Question

#22
a student graphed the linear parent function $f$ and $h(x) = \frac{1}{3}f(x)$.
which statement is true about graphs $f$ and $h$?
\bigcirc the graph of $h$ is steeper than the graph of $f$.
\bigcirc the graph of $h$ is less steep than the graph of $f$.
\bigcirc the $y$-intercept of the graph of $h$ is 3 units above the $y$-intercept of the graph of $f$.
\bigcirc the $y$-intercept of the graph of $h$ is 3 units below the $y$-intercept of the graph of $f$.
submit

Explanation:

Step1: Define linear parent function

The linear parent function is $f(x) = x$, so its slope $m_f = 1$, y-intercept $(0,0)$.

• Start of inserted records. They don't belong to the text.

PR #925, opened 2021-12-25
Raise the log level for peer disconnection from

zmanian:
Raise the log level of peer disconnection events to error. I think this will help diagnose network halts.


0o-de-lally (approved):
LGTM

Step2: Find $h(x)$ and its slope

Calculate $h(x)=\frac{1}{3}f(x)=\frac{1}{3}x$. Its slope $m_h = \frac{1}{3}$.

Step3: Compare slopes

Since $\frac{1}{3} < 1$, $h(x)$ is less steep.

Step4: Compare y-intercepts

Both $f(x)$ and $h(x)$ have y-intercept $(0,0)$, so no vertical shift.

Answer:

The graph of $h$ is less steep than the graph of $f$.